Now that you’ve tested your code, it’s worth deleting the Bing Search API resource from your Azure account to avoid paying any more than you have to. You can do this in one of two ways: by deleting the resource itself, or by deleting the whole resource group. To delete the resource, select it in the Azure portal and click the Delete button at the top, and then click Yes when asked to confirm. Deleting the entire resource group follows the same process—select it and click the Delete resource group button, but this time you’ll need to type in the resource group name to confirm the deleting, making it harder to accidentally delete a resource group.
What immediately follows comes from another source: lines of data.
PR #43, opened 2024-11-22
Easier Addon Setting for Nodes settings in color management section 

### LINKED ISSUE #42: Easier Addon Setting for Nodes settings in color management section

Nodes settings in color management section expects the admins to know the class of the creator plugins. `ayon+settings://nuke/imageio/nodes`

IMO, this is hard. 

### Suggested implementation?

Reuse the names/labels that admins/nuke artists are familiar with. 

where the setting shows a drop down menu and select the creators 

| Publisher | Settings suggestion |
|--|--|
| Image |  Image |

<details><summary>To achieve the result in my screenshot</summary>

I've replaced [these lines](https://github.com/ynput/ayon-nuke/blob/2c8af78bebad13070adae7317e315a7c8bb2f105/server/settings/imageio.py#L15-L23) with 

```python
def nuke_creator_plugins_enum():
    return [
        {"value": "CreateWritePrerender", "label": "Prerender (write)"},
        {"value": "CreateCamera", "label": "Camera (3d)"},
        {"value": "CreateGizmo", "label": "Gizmo (group)"},
        {"value": "CreateWriteImage", "label": "Image (write)"},
        {"value": "CreateModel", "label": "Model (3d)"},
        {"value": "CreateBackdrop", "label": "Nukenodes (backdrop)"},
        {"value": "CreateWriteRender", "label": "Render (write)"},
        {"value": "CreateSource", "label": "Source (read)"},
    ]

class NodesModel(BaseSettingsModel):
    _layout = "expanded"
    plugins: list[str] = SettingsField(
        default_factory=list,
        title="Used in plugins",
        enum_resolver=nuke_creator_plugins_enum
    )
    nuke_node_class: str = SettingsField(
        title="Nuke Node Class",
    )
```

</details>

Image

### Describe alternatives you've considered:

_No response_

MustafaJafar:
## Changelog Description
resolve #42 
Reuse the names/labels that admins/nuke artists are familiar with.
where the setting shows a drop down menu and select the creators

| Publisher | Settings |
|--|--|
| Image |  Image |

Should we do the same with `Nuke Node class`
image

## Additional Info 
I was modifying the code to take a neat screenshot but it turns out that the small modification actually works as before.

## Testing notes:
1. Creating Nuke node should work as before.

### DIFF
--- a/server/settings/imageio.py
+++ b/server/settings/imageio.py
@@ -11,12 +11,24 @@ from .common import (
     ColorspaceConfigurationModel,
 )
 
+def nuke_creator_plugins_enum():
+    return [
+        {"value": "CreateWritePrerender", "label": "Prerender (write)"},
+        {"value": "CreateCamera", "label": "Camera (3d)"},
+        {"value": "CreateGizmo", "label": "Gizmo (group)"},
+        {"value": "CreateWriteImage", "label": "Image (write)"},
+        {"value": "CreateModel", "label": "Model (3d)"},
+        {"value": "CreateBackdrop", "label": "Nukenodes (backdrop)"},
+        {"value": "CreateWriteRender", "label": "Render (write)"},
+        {"value": "CreateSource", "label": "Source (read)"},
+    ]
 
 class NodesModel(BaseSettingsModel):
     _layout = "expanded"
     plugins: list[str] = SettingsField(
         default_factory=list,
-        title="Used in plugins"
+        title="Used in plugins",
+        enum_resolver=nuke_creator_plugins_enum
     )
     nuke_node_class: str = SettingsField(
         title="Nuke Node Class",


MustafaJafar:
Also, I'd like to point out that when adding new creator plugins, we should update the two enums accordingly.

server/settings/imageio.py
```diff
@@ -11,15 +11,41 @@
...
+def nuke_node_class_enum():
+    return [
+        {"value": "Write", "label": "Write [Image]"},
+        {"value": "Read", "label": "Read [Image]"},
+        {"value": "Group", "label": "Group [Other]"},
+        {"value": "Camera4", "label": "Camera [3D]"},
+        {"value": "Camera2", "label": "Camera [3D Classic]"},
+        {"value": "Scene", "label": "Scene [3D Classic]"},
+        {"value": "BackdropNode", "label": "Backdrop [Other]"}, 
+    ]
```
robin-ynput, line 36: Potentially not for this PR, but I'm wondering if there is a way to make these enums dynamically retrieved ?
We would need to add a class attribute to each creator to get the associated Nuke node Class and gather the creators.

Benefit imo would be that we get server settings follow code adjustments.

robin-ynput (approved):
Confirmed that it worked and settings were properly reported.

image

PR #52, opened 2025-01-14
Fix use of stagingDir

kalisp:
## Changelog Description
Use stagingDir on instance only if it is explicitly set as custom, in other case fall back to old implementation which produces baking script next in `work/../renders`.

This solves issue in `extract_review_intermediates` when now there was `stagingDir` on instance suddenly. This resulted in creation of baking script in `tempdir` which got purged at the end of publishing via `Clean Up` plugin.

This PR is variant of similar issue in Maya https://github.com/ynput/ayon-maya/pull/212

## Testing notes:
1. publish in Nuke via Deadline
2. baking step shouldnt fail

### DIFF
--- a/client/ayon_nuke/plugins/publish/collect_nuke_instance_data.py
+++ b/client/ayon_nuke/plugins/publish/collect_nuke_instance_data.py
@@ -58,10 +58,14 @@ class CollectInstanceData(pyblish.api.InstancePlugin):
         staging_dir_persistent = instance.data["transientData"].get(
             "stagingDir_persistent", False
         )
+        staging_dir_is_custom = instance.data["transientData"].get(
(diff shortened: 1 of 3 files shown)


jakubjezek001 (approved):
Looking good, but I let @robin-ynput judge if this is a solid ground.

robin-ynput (approved):
@kalisp I hope you don't mind me pushing on the top of you PR.

When testing these changes, I realized Nuke staging directory was not working as expected after https://github.com/ynput/ayon-core/pull/1069, so I've added the necessary code changes.

Please note that it will also require this fix in `ayon-core` to behave properly:  https://github.com/ynput/ayon-core/pull/1084

kalisp:
Tested, works.

PR #58, opened 2025-01-21
Replace render path in write nodes from stagingDir

### LINKED ISSUE #55: AY-7342_Nuke: write nodes path doesn't recalculate

Path where Write node will render stays same after creation. This would cause an issue if it should be filled with custom staging dir template that contains {version} , eg if it should be rendering into versioned location.

This affects both local and farm renders.

_No response_

### Additional context:
link to discussion on [Discord](https://discord.com/channels/517362899170230292/1329049224804962304/1329432926865330269)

We’ve implemented a couple of different model types in this chapter: a simple one and a more complex one. We’ve also looked at how you can interact with databases and web services, and we’ve used a few NuGet packages along the way. Table 7.7 sums up the NuGet packages we’ve used.
NuGet package |
Description |
---|---|
NUnit | Unit-testing framework |
SQLite-Net-Pcl | ORM for SQLite databases |
PCLStorage | .NET Standard-based filesystem access |
Moq | Mocking tools for unit testing |
Newtonsoft.Json | Tools for serializing and deserializing C# classes to JSON |
We’ve also created a few interfaces and classes for our SquareRt and Countr apps. Table 7.8 lists them for the SquareRt app, and table 7.9 covers the ones for the Countr app.
Name |
Description |
---|---|
ISquareRtCalculator | The interface for the calculation logic |
SquareRtCalculator | The implementation for the square-root calculation logic (either using a direct calculation or the Bing search services) |
SquareRtCalculatorTests | Unit tests for the square-root calculator |
SquareRootResponse | Class to represent the JSON response document from the Bing search request |
Computation | Class to represent the computation section of the JSON response document from the Bing search request |
Name |
Description |
---|---|
Counter | A data-model class for a counter |
ICountersRepository | The interface to a repository for storing and retrieving counters |
CountersRepository | The interface of a repository for storing and retrieving counters from a SQLite database |
ICountersService | The interface to a service that handles counters, including reading from and writing to the repository and incrementing values |
CountersService | The implementation of the service that handles counters |
CountersServiceTests | Unit tests for the counters service |
This is our model layer done. In the next chapter we’ll move up a layer to the view models.